かねてから行ってみたかった旅館、福元屋さんです。博多から一路、大分九重町へ。山中の川沿いに建つ旅館です。全体は田舎の民家のよう。囲炉裏の間や食事処の広間があります。
部屋は特段特徴はありませんが不便もありません。なによりここへ来た目的は源泉かけ流しの洞窟風呂です。39度と低い温度なので冬には寒いのですが、逆に長湯に最適。何しろ、『半刻入らずして壁湯を語るべからず、一刻入って身体に問うべし』の看板が掲げられています。半刻(1時間)も入らずして壁湯を語るな、一刻(2時間)入って身体に聞けば良さが分かるという意味だそうです。湯治で有名だった温泉ならではです。皮膚病や火傷にも効能があって昔は湯治客が多かったそうです。
確かに長い時間入っても疲れませんし、類を見ないロケーションなので珍しさもあって飽きません。そのうえ殿方には朗報かもしれませんが混浴です。(宿拍者で希望の方には湯あみ着が貸し出されます)

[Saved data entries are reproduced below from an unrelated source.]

PR #19133, opened 2025-07-16
Add scrollback source for suggestions

### LINKED ISSUE #19061: Suggestions: Add scroll back as suggestion source.

This is based on Vim's out of the box completions where it sources the options from words in the open buffers.  In this case it would pull the options from the active terminal buffer.

The case where I have found this really useful is when I have run a command that returns some data and now want to use part of the result in my next command.  Ex.  After running git log, running an additional command on one of the hashes and being able to auto complete it.  Or After running --help on a command and then being able to auto complete the options.

Being able to define a regex for the filter was really useful to be able to have targeted completions for common stuff (hashes, addresses, command line flags) and then a catch all "default" one for words with > 4 chars. 

Example Config.
```json
        {
            "command": 
            {
                "action": "showSuggestions",
                "source": "scrollback",
                "regex": "[^\\s]{5,}"
            },
            "id": "User.showSuggestions.2F7A7303"
        },
        {
            "command": 
            {
                "action": "showSuggestions",
                "source": "scrollback",
                "regex": "-{1,2}\\w(?:[\\w+|-])+"
            },
            "id": "User.showSuggestions.2F7A7304"
        },
        {
            "command":
            {
                "action": "showSuggestions",
                "source": "scrollback",
                "regex": "\\b(?:0x)?[0-9A-Fa-f]{8,16}(?:`[0-9A-Fa-f]{1,16})?|\\b[0-9A-Fa-f]{7,40}\\b"
            },
            "id": "User.showSuggestions.2F7A7305"
        },
```
This what it looked like when I was testing what I had hacked together locally.

https://github.com/user-attachments/assets/7719493f-a5f0-43c2-a4f1-bfb4505d8e86

_No response_

e82eric:
Adds scroll back source to suggestions

There were 2 things that are different about this from my original screenshot in the feature request.
* In the feature request I had removed the MaxWidth on the _descriptionsBackdrop so that the control would expand for larger words.  This helped for file paths,  I decided to remove this change in case it affects the UX of the other sources.
* In the feature request I had changed the color of the highlights to VsCode blue.  When I tried this on a windows 10 machine I realized that the default accent color is blueish and the highlights were no longer visible so I reverted back to not setting the color.

I am not 100% sure on the performance of this.  When I list out all of the paths in my home dir and search, the UI stutters in debug mode but doesn't in the release build.  (I tried this on a really slow windows 10 machine with the release build and couldn't see any delay).
- I think listing and searching all the paths in my home dir is close to the worst case scenario, there is a chance that the regex is set to something that brings back every cell as a word, which would cause there to be millions of words but they would be fast to search over.

https://github.com/user-attachments/assets/dfe6df2e-1faf-4fda-be50-76aca402e79e

## PR Checklist
- [ ] Closes #19061
- [ ] Tests added/passed
- [ ] Documentation updated

### DIFF
--- a/src/cascadia/TerminalApp/AppActionHandlers.cpp
+++ b/src/cascadia/TerminalApp/AppActionHandlers.cpp
@@ -1454,15 +1454,17 @@ namespace winrt::TerminalApp::implementation
         const auto source = realArgs.Source();
         std::vector<Command> commandsCollection;
         Control::CommandHistoryContext context{ nullptr };
-        winrt::hstring currentCommandline;
         winrt::hstring currentWorkingDirectory;
+        winrt::hstring filter;
+
+        bool sortResults = source == SuggestionsSource::Scrollback;
 
         // If the user wanted to use the current commandline to filter results,
         //    OR they wanted command history (or some other source that
         //       requires context from the control)
         // then get that here.
         const bool shouldGetContext = realArgs.UseCommandline() ||
-                                      WI_IsAnyFlagSet(source, SuggestionsSource::CommandHistory | SuggestionsSource::QuickFixes);
+                                      WI_IsAnyFlagSet(source, SuggestionsSource::CommandHistory | SuggestionsSource::QuickFixes | SuggestionsSource::Scrollback);
         if (const auto& control{ _GetActiveControl() })
         {
             currentWorkingDirectory = control.CurrentWorkingDirectory();
@@ -1472,7 +1474,9 @@ namespace winrt::TerminalApp::implementation
                 context = control.CommandHistory();
                 if (context)
                 {
-                    currentCommandline = context.CurrentCommandline();
+                    winrt::hstring currentCommandline = context.CurrentCommandline();
+                    winrt::hstring currentWordPrefix = context.CurrentWordPrefix();
+                    filter = source == SuggestionsSource::Scrollback ? currentWordPrefix : currentCommandline;
                 }
             }
         }
@@ -1496,7 +1500,7 @@ namespace winrt::TerminalApp::implementation
         // their settings file. Ask the ActionMap for those.
         if (WI_IsFlagSet(source, SuggestionsSource::Tasks))
         {
-            const auto tasks = co_await _settings.GlobalSettings().ActionMap().FilterToSnippets(currentCommandline, currentWorkingDirectory);
+            const auto tasks = co_await _settings.GlobalSettings().ActionMap().FilterToSnippets(filter, currentWorkingDirectory);
             // ----- we may be on a background thread here -----
             for (const auto& t : tasks)
             {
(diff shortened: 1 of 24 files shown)


src/cascadia/TerminalApp/AppActionHandlers.cpp
```diff
@@ -1454,15 +1454,17 @@ namespace winrt::TerminalApp::implementation
         const auto source = realArgs.Source();
         std::vector<Command> commandsCollection;
         Control::CommandHistoryContext context{ nullptr };
-        winrt::hstring currentCommandline;
         winrt::hstring currentWorkingDirectory;
+        winrt::hstring filter;
+
+        bool sortResults = source == SuggestionsSource::Scrollback;
```
e82eric, line 1460: For the scroll back source having matches with the highest score and then the ordinal sort first felt like it had the best UX.

src/cascadia/TerminalApp/SuggestionsControl.cpp
```diff
@@ -930,44 +947,80 @@ namespace winrt::TerminalApp::implementation
...
+            {
+                // Reverse the list
+                std::reverse(std::begin(actions), std::end(actions));
+            }
+        }
+        else
         {
-            // Reverse the list
-            std::reverse(std::begin(actions), std::end(actions));
+            constexpr std::size_t MaxResults = 1000;
```
e82eric, line 1010: Not sure if this is ok,  when I was profiling this with 36k results, it was bothering me that the sort was using the same amount of CPU as the fuzzy search.

src/cascadia/TerminalApp/SuggestionsControl.cpp
```diff
@@ -1211,18 +1268,29 @@ namespace winrt::TerminalApp::implementation
...
+        // Is there space in the window below the cursor to open the menu downwards?
+        _anchor = anchor;
+        _space = space;
+
+        //Try and estimate if the listView needs to be shown upward before setting the commands
+        //This will allow SetCommands to know if the items need to be sorted in reverse or not.
+        //300 is the max height of the listView, this may need to be adjusted to include the description height and gap.
+        const bool estimateCanOpenDownwards = (_anchor.Y + 300) < space.Height;
+        _setDirection(estimateCanOpenDownwards ? TerminalApp::SuggestionsDirection::TopDown :
+                                                 TerminalApp::SuggestionsDirection::BottomUp);
```
e82eric, line 1296: For this, I was running into a issue where the first time I would open the control from bottom up, the results wouldn't be sorted in reverse,  it looked like this was because canOpenDownwards was being calculated after the sort.  I used the hard coded 300 because I think canOpenDownward depends on the items being set in the control.

src/cascadia/TerminalApp/SuggestionsControl.xaml
```diff
@@ -197,7 +197,11 @@
                       ItemsSource="{x:Bind FilteredActions}"
                       SelectionChanged="_listItemSelectionChanged"
                       SelectionMode="Single"
-                      Style="{StaticResource NoAnimationsPlease}" />
+                      Style="{StaticResource NoAnimationsPlease}">
+                <ListView.ItemContainerTransitions>
+                    <TransitionCollection/>
```
e82eric: Not sure if this is ok,  I removed the content transition.
* On Windows 11 when I searched it seemed like _scrollIntoView didn't do anything and the selected item would drift to the middle of the results, unless I used ReplaceAll when setting the items.
* On Windows 10 when I used ReplaceAll the animations were extremely noisy
** Removing the content transitions caused the noise to go away.  

I didn't notice any difference when using the other sources on both Windows 10 and Windows 11 after I did this but I may not have tested it through enough.

src/cascadia/TerminalControl/ControlCore.idl
```diff
@@ -67,6 +67,12 @@ namespace Microsoft.Terminal.Control
         Boolean SearchRegexInvalid;
     };
 
+    struct SuggestionSearchItem
+    {
+        String Row;
```
e82eric, line 72: This copies the entire row contents for every word for the control Description,  this was really useful for context.  An alternative to copying this would be to set the RowNumber here and have the control ask for the line text each time an item is selected.

This is what that change would look like.  https://github.com/microsoft/terminal/commit/29cec5b2bc939d9170c8645ef8d16da02e6728bd

e82eric:
Closing this,  I have been using this locally for a while and have been noticing that if the scroll back is 36k lines and the regex is somewhat complicated the main thread get blocked for .5 - 1s which feels really noticeable.  I created a version that streams the regex results on a background thread which felt a lot better but the changes were really invasive and not worth it for this use case.

DHowett:
Sorry we took ages to even consider this. Honestly, I think it's one of the coolest things we could be doing right now. Even so, I appreciate you doing the perf investigation 😅 

I wonder if we could make it criminally async; dispatch the request and display a  "loading" menu, populate the menu after it comes back. On the background thread, snapshot the contents of the buffer and search that?

Very invasive. Probably not right... also, "engineering manager dreams of code"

なんだかパワースポットに来たような霊気を感じます。そして夏には川にせり出した別の露天風呂もあって、蛍を見ながら入浴できるそうです。
食事は山菜、川魚など地元の食材が出されます。勿論、名産の馬刺しも。メインは赤牛のステーキ。そして有名な香り米という独特の香りのする米を使ったご飯です。このお米は猪も狙っているらしく(笑)、近隣の田んぼの中で香り米の田だけがやられたそうです。だから毎晩、寒い日も雨の日も主が田んぼに火を焚きに通って猪が近づかないようにしているのだとか。このような苦労のもとに独自の食材や文化を守っておられるのですね。
家族と昔からの従業員さんだけで営まれている宿なので至れり尽くせりという訳にはいきませんが良いお湯に入ってのんびりしたい方にはかえって気も遣わずいいかもしれません。お値段も良心的です。